Drum roll…the results for 3 feeds. First, a small feed, ISMB 2008, with 127 entries and 1204 comments:
127 entries
1204 comments
Rehearsal ------------------------------------------------------------------------
ismb-2008 entries_by_date_ruby 0.370000 0.020000 0.390000 ( 0.396332)
ismb-2008 entries_by_date_mapreduce 0.010000 0.000000 0.010000 ( 0.055770)
ismb-2008 comments_by_date_ruby 1.140000 0.090000 1.230000 ( 1.238332)
ismb-2008 comments_by_date_mapreduce 0.020000 0.000000 0.020000 ( 0.118020)
--------------------------------------------------------------- total: 1.650000sec
user system total real
ismb-2008 entries_by_date_ruby 0.290000 0.020000 0.310000 ( 0.308145)
ismb-2008 entries_by_date_mapreduce 0.020000 0.000000 0.020000 ( 0.035127)
ismb-2008 comments_by_date_ruby 1.150000 0.080000 1.230000 ( 1.244103)
ismb-2008 comments_by_date_mapreduce 0.040000 0.000000 0.040000 ( 0.134919)
Not bad: map-reduce was about 9x faster, when summing both entries and comments by date.
Next, a slightly larger feed – ISMB/ECCB 2009, with 330 entries and 3770 comments:
330 entries
3770 comments
Rehearsal ---------------------------------------------------------------------------
ismbeccb2009 entries_by_date_ruby 1.000000 0.070000 1.070000 ( 1.113808)
ismbeccb2009 entries_by_date_mapreduce 0.010000 0.000000 0.010000 ( 0.067773)
ismbeccb2009 comments_by_date_ruby 3.590000 0.290000 3.880000 ( 3.995940)
ismbeccb2009 comments_by_date_mapreduce 0.010000 0.000000 0.010000 ( 0.321649)
------------------------------------------------------------------ total: 4.970000sec
user system total real
ismbeccb2009 entries_by_date_ruby 0.880000 0.050000 0.930000 ( 0.948717)
ismbeccb2009 entries_by_date_mapreduce 0.020000 0.000000 0.020000 ( 0.047461)
ismbeccb2009 comments_by_date_ruby 3.400000 0.450000 3.850000 ( 3.925007)
ismbeccb2009 comments_by_date_mapreduce 0.040000 0.000000 0.040000 ( 0.376988)
Even better: map-reduce is 10 – 20x faster.
Finally, a large feed: The Life Scientists, which currently contains 4031 entries and 13996 comments:
4031 entries
13996 comments
Rehearsal ----------------------------------------------------------------------------------
the-life-scientists entries_by_date_ruby 7.960000 0.460000 8.420000 ( 8.760340)
the-life-scientists entries_by_date_mapreduce 0.440000 0.020000 0.460000 ( 0.913584)
the-life-scientists comments_by_date_ruby 17.830000 1.590000 19.420000 ( 19.924083)
the-life-scientists comments_by_date_mapreduce 0.280000 0.030000 0.310000 ( 1.545204)
------------------------------------------------------------------------ total: 28.610000sec
user system total real
the-life-scientists entries_by_date_ruby 8.000000 0.490000 8.490000 ( 8.623212)

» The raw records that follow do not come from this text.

Issue #1467, opened 2026-03-03
Associate internal symbols not visible to java sources when associate target has public only ABI jars


rbeazleyspot:
When a target associates with another target that is opted into public only abi jars (`experimental_use_abi_jars = True, experimental_treat_internal_as_private_in_abi_jars = True, experimental_remove_private_classes_in_abi_jars = True`) any java source compiled as part of the target cannot see any internal declarations, an example would be java generated using KAPT.

I have pushed a branch [here](https://github.com/rbeazleyspot/rules_kotlin/commit/acc8511ffdba1fdf0d0beb822a9bc1b755e16891) that restructures the Dagger example so there is a separate "wiring" target containing the dagger component and modules. It associates with the `coffee_base` target containing a mix of internal and public types.

This wont build as the java compile step cannot see the internal symbols even though its an associate.

It seams the fix is reasonably straight forward as you can see [here](https://github.com/rbeazleyspot/rules_kotlin/pull/1/changes) where there is a specific list of deps for the compilation task containing full class jars. Rather than just changing dep_infos as these are used for normal java info output and we dont want to undo the strict public abi jar advantages (the filtering logic of abi jars is also cleaner).

Would this be a legitimate change?

PR #1468, opened 2026-03-03
Provide associate jars when compile java sources in _run_kt_java_builder_actions

fredm-spotify:
This attempts to fix an issue when Kapt generates Java code that requires access to internal classes that are stripped from ABI jars. @rbeazleyspot has opened an issue https://github.com/bazelbuild/rules_kotlin/issues/1467 with much more detail and another approach at fixing it. This is a simpler way to go about it and we wanted your advice on these.

When `experimental_remove_private_classes_in_abi_jars` is enabled `associate[JavaInfo].compile_jars` doesn't contain internal symbols. However, Kapt might generate code that requires access to these. An example is the Dagger generated code. 

If a target `B` associates with a target `A` and `B` is generating Dagger code, the call to `java_common.compile` in `_run_kt_java_builder_actions` doesn't seem to have access to the internal symbols from the associates array. Hence, compilation of the Java code fails.

### DIFF
--- a/kotlin/internal/jvm/compile.bzl
+++ b/kotlin/internal/jvm/compile.bzl
@@ -976,12 +976,24 @@ def _run_kt_java_builder_actions(
         # annotation processors in `deps` also.
         if len(srcs.kt) > 0:
             javac_opts.append("-proc:none")
+
+        # When experimental_remove_private_classes_in_abi_jars is enabled, associate targets'
+        # JavaInfo compile_jars point to ABI jars with internal classes stripped. The Kotlin
+        # compiler uses compile_deps.compile_jars (which swaps ABI jars for full class jars),
+        # but java_common.compile derives its classpath from JavaInfo.compile_jars in deps.
+        # We need to add the associate full jars explicitly so javac can see internal classes
+        # referenced by generated code (e.g., Dagger components).
+        associate_java_infos = [
+            JavaInfo(output_jar = jar, compile_jar = jar, neverlink = True)
+            for jar in compile_deps.associate_jars.to_list()
+        ]
+
         java_info = java_common.compile(
             ctx,
             source_files = srcs.java,
             source_jars = generated_kapt_src_jars + srcs.src_jars + generated_ksp_src_jars,
             output = ctx.actions.declare_file(ctx.label.name + "-java.jar"),
-            deps = compile_deps.deps + kt_stubs_for_java + [p[JavaInfo] for p in ctx.attr.plugins if JavaInfo in p],
+            deps = compile_deps.deps + kt_stubs_for_java + [p[JavaInfo] for p in ctx.attr.plugins if JavaInfo in p] + associate_java_infos,
             java_toolchain = toolchains.java,
             plugins = _plugin_mappers.targets_to_annotation_processors_java_plugin_info(ctx.attr.plugins),
             javac_opts = javac_opts,
--- a/MODULE.bazel
+++ b/MODULE.bazel
@@ -56,6 +56,8 @@ use_repo(
     "kotlinx_serialization_json_jvm",
 )
 
+register_toolchains("//src/test/starlark/compile:abi_stripping_test_toolchain")
+
 register_toolchains("//src/main/starlark/core/compile/cli")
 
 register_toolchains("//kotlin/internal:default_toolchain")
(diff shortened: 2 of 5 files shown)


kotlin/internal/jvm/compile.bzl
```diff
@@ -976,12 +976,24 @@ def _run_kt_java_builder_actions(
...
+            for jar in compile_deps.associate_jars.to_list()
+        ]
+
         java_info = java_common.compile(
             ctx,
             source_files = srcs.java,
             source_jars = generated_kapt_src_jars + srcs.src_jars + generated_ksp_src_jars,
             output = ctx.actions.declare_file(ctx.label.name + "-java.jar"),
-            deps = compile_deps.deps + kt_stubs_for_java + [p[JavaInfo] for p in ctx.attr.plugins if JavaInfo in p],
+            deps = compile_deps.deps + kt_stubs_for_java + [p[JavaInfo] for p in ctx.attr.plugins if JavaInfo in p] + associate_java_infos,
```
restingbull, line 996: Hm. If I'm not wrong, this undoes the advantages of the ABI jars for associates.

fredm-spotify: oh no! My thinking is that since it's associated I should be able to access the internal symbols as a dependency to the compile task.

And I thought that whatever goes in `deps` doesn't end up in the final jar which would keep the internal symbols not-exposed.

rbeazleyspot: i guess we could flag this change behind the pair of `experimental_treat_internal_as_private_in_abi_jars, experimental_remove_private_classes_in_abi_jars` flags, but this concept (a modules java code should have access to its associates internals) is whats for discussion in https://github.com/bazelbuild/rules_kotlin/issues/1467

restingbull: Inputs are part of the cache key, so changes would invalidate on any associate change. It's not a whole tree invalidation (just immediate downstream actions), but it will have an impact.

I suspect we'd really want to extend abi here -- a change to a private field shouldn't invalidate. Hm.

fredm-spotify: Ok, one thing I'm not sure I follow. Let me come up with a specific example. I've hit this issue when I was compiling dagger in a bazel target called `wiring` which was associated with the target that had the implementation - `impl`.

The way I understand this, is that the dagger generated code placed in `wiring` might reference internal symbols from `impl`. shouldn't, in theory, a change to the internal code from `impl` actually invalidate the build from `wiring`?

rbeazleyspot: and extended abi output is interesting, an associates-abi....

before `experimental_treat_internal_as_private_in_abi_jars, experimental_remove_private_classes_in_abi_jars ` then this exact phenomena happened (almost) .....  a change to an internal symbol invalidated downstream actions..... if this is a mahoosive kapt generated application component that thats expensive  (as is our case)

 maybe we could flag this behind the pair of properties i mentioned and evolve the idea ?

rbeazleyspot: actually, thinking more, making the normal non-strict public abi jar would be all we need here as the other output

rbeazleyspot: ive got something sort of working where another action is added to generate the associates-abi.jar, let me come back to you on monday

fredm-spotify: sounds good! thank you

rbeazleyspot: hmmm, so i have tried this out... assuming i could use the skip code gen plugin to avoid a full recompilation for the associates-abi.jar. Looks like that plugin is only good for k1 and i couldnt see any low risk options for having something similar for k2. So I could either do a full compilation and discard the output class jar in order to get an associates-abi.jar or maybe there is some jar processing that could be done to get something that would work, but that dosnt sound too great either

rbeazleyspot: the other thing im trying is to actually use the abigen plugin twice, one with the flags to produce a public only abi jar and the other to make the "associates abi jar" (containing the internal symbols). Given you cant register the plugin twice im trying a thin wrapper that registers it under a different ID in order to configure it differently

rbeazleyspot: WDYT of https://github.com/bazelbuild/rules_kotlin/pull/1479 as a starter for ten @restingbull 

you might want a cup of tea and a biscuit to take you through it

fredm-spotify: @restingbull I'm closing this PR. I understand now that the jar I'm providing also include private symbols that once changed shouldn't invalidate the cache.

I've also gave a go at @rbeazleyspot's solution and it works within the Spotify project. I think we would prefer to go with his approach. Thanks for all the help!

PR #1470, opened 2026-03-04
[maintenance] Use rules_jvm_external for getting dependencies

agluszak:
Stop relying on the downloaded kotlinc distribution - switching to rules_jvm_external will make it easier to use BTAPI. Not having to resolve dependencies manually will also let us avoid problems like KSP requiring a specific version of kotlin coroutines.


MODULE.bazel
```diff
@@ -92,43 +127,29 @@ maven.install(
...
     fail_if_repin_required = True,
     fetch_sources = True,
-    lock_file = "//:kotlin_rules_maven_install.json",
+    lock_file = "//:rules_kotlin_maven_dev_install.json",
     repositories = [
         "https://maven-central.storage.googleapis.com/repos/central/data/",
         "https://maven.google.com",
         "https://repo1.maven.org/maven2",
     ],
+    resolver = "maven",
```
Bencodes, line 145: Why did you switch to this resolver specifically?

agluszak: it doesn't do any resolution at runtime and we use it internally at JB

kotlin/config.bzl
```diff
@@ -0,0 +1,62 @@
...
+# See the License for the specific language governing permissions and
+# limitations under the License.
+
+load("@rules_jvm_external//:defs.bzl", "maven_install")
+load("@rules_jvm_external//:repositories.bzl", "rules_jvm_external_deps")
+load("@rules_jvm_external//:setup.bzl", "rules_jvm_external_setup")
+
+def kt_configure():
+    """Setup dependencies."""
+    rules_jvm_external_deps()
```
Bencodes: This looks incorrect and meant for workspace setup which was removed in the last PR.

PR #1478, opened 2026-03-09
feat: allow passing KSP options via kt_ksp_plugin

monosoul:
Adds `options` arg to `kt_ksp_plugin`, so that end users can pass options to KSP processors from the build files and use those in codegen.

### DIFF
--- a/src/test/starlark/ksp/BUILD.bazel
+++ b/src/test/starlark/ksp/BUILD.bazel
@@ -87,7 +87,9 @@ kt_jvm_library(
     ],
 )
 
-# Target under test - library with two plugins that have the same option key
+# Target under test - library with two plugins that have the same option key.
+# Tagged manual so it is not analyzed by wildcard builds; the analysis test
+# below pulls it in via target_under_test.
 kt_jvm_library(
     name = "ksp_test_lib_with_conflicting_options",
     srcs = ["TestModel.kt"],
@@ -95,6 +97,7 @@ kt_jvm_library(
         ":moshi_plugin_with_option_a",
         ":moshi_plugin_with_option_b",
     ],
+    tags = ["manual"],
     deps = [
         "@kotlin_rules_maven//:com_squareup_moshi_moshi",
         "@kotlin_rules_maven//:com_squareup_moshi_moshi_kotlin",


kotlin/internal/jvm/plugins.bzl
```diff
@@ -60,6 +60,13 @@ def _targets_to_ksp_annotation_processors(targets):
 def _targets_to_annotation_processors_java_plugin_info(targets):
     return [t[JavaPluginInfo] for t in targets if JavaPluginInfo in t]
 
+def _targets_to_ksp_options(targets):
+    options = {}
+    for t in targets:
+        if _KspPluginInfo in t:
+            options.update(t[_KspPluginInfo].options)
```
restingbull: This will silently overwrite options that conflict with other plugins.

src/test/starlark/ksp/ksp_test.bzl
```diff
@@ -103,6 +104,87 @@ def _ksp_single_action_test_impl(ctx):
...
+    actions = analysistest.target_actions(env)
+    ksp2_actions = [a for a in actions if a.mnemonic == "KotlinKsp2"]
+
+    asserts.true(
+        env,
+        len(ksp2_actions) > 0,
+        "Should have at least one KotlinKsp2 action when plugin has options",
+    )
+
+    if ksp2_actions:
```
Bencodes: Is this conditional actually needed since the assertion above this already checks for the existence of a KSP action?

kotlin/internal/jvm/plugins.bzl
monosoul: That's a good point. Tbh, probably it makes more sense to have those options at the plugin consumer targets rather than `kt_ksp_plugin`. Otherwise we'll have to either pick the behavior for the end users (i.e. either merge the options or throw an error on conflict), or provide a config option for the merge strategy. If we go for the latter, probably such option would have to live at plugin consumer targets (`kt_jvm_library`, `kt_jvm_test`). And at that point I think it makes more sense to simply move the options there.

monosoul: What do you say about this: c90f0fbd6f68e96aada64ede411c2320108ca192 ?

src/test/starlark/ksp/ksp_test.bzl
monosoul: Good catch, yeah, that was unnecessary

kotlin/internal/jvm/plugins.bzl
monosoul: On the other hand, kinda weird to have plugin-specific options on `kt_jvm_library` 🤔  If that doesn't work, then I'd prefer merging the options, as it was, just with explicit mention of that behavior in the docs.

agluszak: Yeah, it looks kinda weird. Would there be any practical use case for it?

monosoul: Yeah, in my case I need to pass a list of service names to be used in codegen. The same service names are passed to some other bazel rules, so I'd like to have a single place where I declare those.

restingbull: Let's go with fail for now. Principal of least surprise and all.

monosoul: @restingbull b7772e19e647e4c333be42e5c036ff3a11d8382c

PR #1498, opened 2026-03-14
Include native library paths in kt_ targets

### LINKED ISSUE #1088: kt_jvm_test does not include native library paths in java.library.path
`java_test` collects the paths to native libraries from [`JavaInfo.transitive_native_libraries`](https://bazel.build/versions/6.0.0/rules/lib/JavaInfo#transitive_native_libraries) and specifies them in the `java.library.path` property. `kt_jvm_test` does not do this.

The current workaround if loading native libraries is to use a combination of `java_test` and `kt_jvm_library` instead. e.g.

```bazel
kt_jvm_library(
    name = "my_test",
    srcs = ["MyTest.kt"],
)

java_test(
    name = "MyTest",
    test_class = "package.for.MyTest",
    runtime_deps = [":my_test"],
)
```

Bencodes:
Fixes #1088.

Kotlin tests and binaries can now load JNI dependencies declared in `deps`, `runtime_deps`, or `exports`, including dependencies forwarded through Java libraries, Kotlin imports, and source-free Kotlin libraries. Previously a direct native runtime dependency failed analysis with `NoneType, want JavaInfo`; dependencies reaching the launcher failed with `UnsatisfiedLinkError`.

Propagate native dependencies using `JavaInfo.native_libraries`, select runtime shared objects, and include those objects in runfiles. An aspect follows Java/Kotlin dependency edges to recover DLL outputs that Bazel 8 omits from Windows CcInfo. Unix launchers resolve the native paths through their runfiles lookup. On Windows, a small native helper resolves DLL runfiles before invoking the real JVM; Bazel's existing launcher still handles classpaths, coverage, and JVM arguments. User-supplied `java.library.path` flags retain precedence.

The JNI regression suite performs actual native calls. The new `examples/native_libraries` module covers an external native dependency, use of the Kotlin binary as a build tool, another working directory, argument quoting, and a copied Windows executable with only a runfiles manifest. Native-helper tests cover both platform separators, paths containing spaces, deduplication, missing files, launch-data parsing, and Windows CRT quoting.

Validation:
- macOS: 44 focused JNI, launcher, JVM analysis, and documentation tests passed with Bazel 8.4.2; the earlier focused suite also passed with Bazel 9.2.0.
- The packaged native example passed on all three configured Bazel versions, including its runtime tests, build-tool action, and coverage run.
- Buildkite #6730: Windows, macOS, Linux, remote execution, documentation, formatting, and Kotlin lint checks passed. All Windows integration shards passed, including the new JNI example on Bazel 7, 8, and 9.
- All 18 steps in [Buildkite #6730](https://buildkite.com/bazel/rules-kotlin-kotlin/builds/6730) passed, including every Linux and Windows integration shard and the existing Android, WORKSPACE, and worker examples.


examples/nested_module_resources/BUILD.bazel
```diff
@@ -75,3 +76,17 @@ kt_jvm_test(
         "@nested//:printer",
     ],
 )
+
+cc_binary(
```
Bencodes: May not be the best place to include this test in the long run, but added it to the module resources sample since these tests provide some assertions around how non-JVM things get linked up into the kt_ targets at runtime.

restingbull (approved):

PR #119, opened 2019-10-07
Use parametric type for `region` field

jipolanco:
I was wondering if there's any reason for the `region` field of the FFTWPlan types to be `Any`.

This PR sets `region` to a concrete (parametric) type. Tests pass, at least on my machine with Julia 1.3.0-rc3.

Feel free to ignore this if there's something I'm missing.

### DIFF
--- a/src/fft.jl
+++ b/src/fft.jl
@@ -226,7 +226,7 @@ end
 abstract type FFTWPlan{T<:fftwNumber,K,inplace} <: Plan{T} end
 for P in (:cFFTWPlan, :rFFTWPlan, :r2rFFTWPlan) # complex, r2c/c2r, and r2r
     @eval begin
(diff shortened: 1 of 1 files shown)


mcabbott:
Ideally this would extend up to the types in https://github.com/JuliaMath/AbstractFFTs.jl, `abstract type Plan{T,R} end`.

stevengj:
It's not clear that the abstract `Plan` needs this, since there are no abstract `Plan` methods that use the region info.

stevengj:
LGTM.

mcabbott:
My reason to want it in the AbstractFFTs type is that it would enable other packages, which depend only on that one, to rely on this information. (My original example involved NamedDims.jl.)

PR #122, opened 2019-10-25
Upgrade to Julia 1.3+, use JLL package to provide FFTW

staticfloat:
This is the first package where I've tried to mix JLL packages with more
custom installation procedures, but it seems to more-or-less work.


staticfloat:
Appveyor 1.3 x86 failure will be fixed in rc5

ararslan:
Lookin' good! Would it be possible to use a BinaryBuilder-provided MKL upon request instead of using Conda?

staticfloat:
> Lookin' good! Would it be possible to use a BinaryBuilder-provided MKL upon request instead of using Conda?

https://github.com/JuliaBinaryWrappers/MKL_jll.jl/releases/tag/MKL-v2019.0.117%2B0

ararslan:
Yeah, I know it exists, I'm just not sure how one would restructure the provider choice since it's actually loading a package rather than just picking up an existing library.

staticfloat:
I think just like how we do this:

https://github.com/JuliaMath/FFTW.jl/pull/122/files#diff-ed74277d7f2e98f12cf51e6b8be90705R44-R48

We could generate a few lines to load in `MKL_jll`.

Issue #118, opened 2019-10-02
Don't use Conda


Keno:
Installing FFTW.jl installs Conda, apparently to be able to test MKL on CI. This should be unnecessary. We have a MKL in Yggradsil, so we should be able to just install it: https://github.com/JuliaPackaging/Yggdrasil/blob/master/M/MKL/build_tarballs.jl.

ChrisRackauckas:
If it's just for testing, why is it not a just a test dependency?

stevengj:
It's not just a test dependency — if you configure FFTW.jl with `JULIA_FFTW_PROVIDER=MKL`, and you don't have an MKL build of Julia, then it installs MKL for you with Conda.

Now that it is on Yggdrasil, I agree that we can just install it from there.

Once the whole "jll" mechanism lands, however, will this mean that we have to add a dependency on both FFTW.jll and MKL.jll, so that everyone has to install both binaries even if they are only using one?  I'm still pining for optional dependencies in Pkg.

ianshmean:
Some progress over in #127 but looks like we need `IntelOpenMP_jll` too

ianshmean:
#127 has been merged, so master no longer uses Conda. Ready for a release?

PR #127, opened 2019-12-02
use MKL_jll instead of Conda during build

ianshmean:
Trying to provide MKL through MKL_jll rather than Conda during build (#118)

Currently hits the following in Julia 1.3.0
```julia
julia> ENV["JULIA_FFTW_PROVIDER"]="MKL"
"MKL"

(FFTW) pkg> build
  Building FFTW → `~/Documents/GitHub/FFTW.jl/deps/build.log`
 Resolving package versions...

(FFTW) pkg> test
   Testing FFTW
 Resolving package versions...
Intel MKL FATAL ERROR: Cannot load libmkl_intel_thread.dylib.
ERROR: Package FFTW errored during testing
```


ianshmean:
Seems like we also need IntelOpenMP, and the IntelOpenMP [`build_tarball.jl`](https://github.com/JuliaPackaging/Yggdrasil/blob/master/I/IntelOpenMP/build_tarballs.jl) needs updating, and looks non-standard

giordano:
Pull request for IntelOpenMP at https://github.com/JuliaPackaging/Yggdrasil/pull/259

ianshmean:
All platforms that were being tested on master are passing.

However, Windows MKL wasn't being tested, but is failing with:
```
ERROR: LoadError: ArgumentError: FFTW plan applied to array with wrong memory alignment
```

I've [PR'd to add windows MKL tests to master](https://github.com/JuliaMath/FFTW.jl/pull/128), and it's still failing, but with a different error:
```
ERROR: LoadError: LoadError: could not load library "C:\Users\travis\.julia\conda\3\Library\bin\libmkl_rt"
The specified module could not be found.
```

ararslan:
Thanks for this. Seems the README is now outdated, as it says that it uses Conda. Would you be willing to update that as well, @ianshmean?

PR #138, opened 2020-02-21
nthreads check should be outside of static if

stevengj:
This line looks suspicious to me — seems like this needs to be a runtime check, not in `@static if`.

### DIFF
--- a/src/FFTW.jl
+++ b/src/FFTW.jl
@@ -50,13 +50,15 @@ function __init__()
     if stat == 0 || statf == 0
         error("could not initialize FFTW threads")
     end
-    @static if fftw_vendor == :fftw && nthreads() > 1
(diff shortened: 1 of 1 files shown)


ararslan:
Can `nthreads` be configured at runtime? I thought it was only set at startup.

stevengj:
It's only at startup, but doesn't `@static` mean that this check executes at lowering time (which happens when the module is precompiled), not at module-loading time?

ararslan:
Ah yeah, you're right.

jtravs:
Any chance we could get a release tagged with this fix in it? I was just bitten by this and wasted quite a lot of time.

ararslan:
I believe I was as well and didn't even realize it. #148

PR #147, opened 2020-04-23
Some CI improvements

giordano:
* Add CompatHelper
* Reduce frequency of TagBot to once per day
* Remove Cirrus script, it's not working properly lately
* Add FreeBSD to Travis
* Run Travis only on master and a few special-named branches
* Cache artifacts in Travis and AppVeyor


giordano:
Is there an easy way to exclude FreeBSD with MKL?

ararslan:
> Is there an easy way to exclude FreeBSD with MKL?

Should be able to use `exclude:` in `jobs:`, I believe.

giordano:
> Should be able to use exclude: in jobs:, I believe.

Does it work with environment variables?  I didn't try.  I went with the opposite way: `include`-ing the FreeBSD jobs :sweat_smile:

ararslan:
Yeah I believe it does.

giordano:
Looks like it doesn't?

giordano:
Shall I go back to `include`-ing or maybe I did something wrong now?

.travis.yml
```diff
@@ -21,7 +21,22 @@ notifications:
...
+
+cache:
+  directories:
+    - $HOME/.julia/artifacts
+
 jobs:
+  exclude:
+    - os: freebsd
+      env:
+        - JULIA_FFTW_PROVIDER=MKL
```
ararslan, line 39:
```suggestion
      env: JULIA_FFTW_PROVIDER=MKL
```
? Not sure it will make a difference but worth a try I guess

giordano: :open_mouth:

ararslan:
Looks like that worked! :tada:

PR #149, opened 2020-05-24
Add compatibility with `MKL_jll` v2020

giordano:


stevengj:
Would be nice if MKL_jll adopted semver, even if upstream does not, by mapping MKL upstream version numbers to sensible semver values.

the-life-scientists entries_by_date_mapreduce 0.330000 0.010000 0.340000 ( 1.055941)
the-life-scientists comments_by_date_ruby 17.590000 1.550000 19.140000 ( 19.405148)
the-life-scientists comments_by_date_mapreduce 0.320000 0.030000 0.350000 ( 1.549654)
Using Ruby and Mongoid methods to fetch and process documents is getting very slow by this stage. The map-reduce improvement is beginning to plateau, but still decreases page rendering time from unacceptable (many seconds) to acceptable (a couple of seconds).
In summary: MongoDB’s map-reduce is terrific, even on single machines and I see many applications of it to future projects.